À bien y penser, je pense que le reste va rester entre nous et la CIA, puisque l’on n’était pas certain si on était sur écoute.

 

Sincèrement Robert, chacune de ces conversations a été de merveilleux moments me faisant rire sans bon sang ! Ta façon de raconter tes anecdotes délicieuses. Ta lecture de l’histoire d’Adam et celle d’Ève de Mark Twain. Le fait que tu as déjà présenté devant une classe un extrait des Bijoux de la Castafiore, toi personnifiant Tintin et ton coordonnateur barbu de Chicoutimi en Haddock, avec un petit chien sur roulettes que tu avais apporté. Ton sens naturel de showman. Et puis, dans un tout autre ordre d’idée, j’ai trouvé émouvant, très émouvant la manière dont tu parlais de l’étudiant que tu avais découvert mort dans une classe au début de ta carrière à Chicoutimi. J’y ai retenu ton humanité, ta sensibilité, ta réserve de celui qui avait été touché, troublé. Et puis, j’ai aimé découvrir ton érudition sur le cinéma, notamment sur les séries d’espionnage.

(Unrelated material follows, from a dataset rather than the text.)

PR #338, opened 2024-10-17
ref(snuba-bulk-deletes): add snuba-lw-deletions topic/schema

MeredithAnya:
We have been working on building out deletes in the snuba codebase, currently it's just an api that goes through a delete pipeline, somewhat similar to a regular SELECT query, but it's a DELETE. In order to be able to scale deletes, we want to be able to batch these delete requests together. So we want to add a kafka consumer to do so. 

The snuba API will still exists, but instead of running the query immediately, we will produce a message to the `snuba-lw-deletions` topic, and have a consumer that will do the work of batching, and executing the delete on the batched message (basically formatting multiple deletes into one delete query)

Ta passion pour les atlas. La manière dont tu avais géré tes péripéties lorsque MED, on t’avait envoyé à Garneau. Que tu joues au bonhomme pendu avec les étudiants pour les mettre à l’épreuve de concepts. Ta méfiance des idéologies – combinée à tes remarques sur les renvoient d’ascenseur en politique, dont la conscience de la realpolitik vient peut-être de ton père qui fut longtemps maire de Neuville et qui a aussi déjà harangué des foules debout sur une auto se souciant de la politique québécoise lors de la Révolution tranquille. Et puis, ta connaissance profonde de la littérature et de l’histoire, dont tu retrouves avec une facilité déconcertante les sources dans les plus de 7500 livres qui calfeutrent les murs de ta maison – sans compter tes innombrables CD de musique et DVD de films.

 

J’ai découvert en toi un homme universel, mais tout autant humble et près des gens.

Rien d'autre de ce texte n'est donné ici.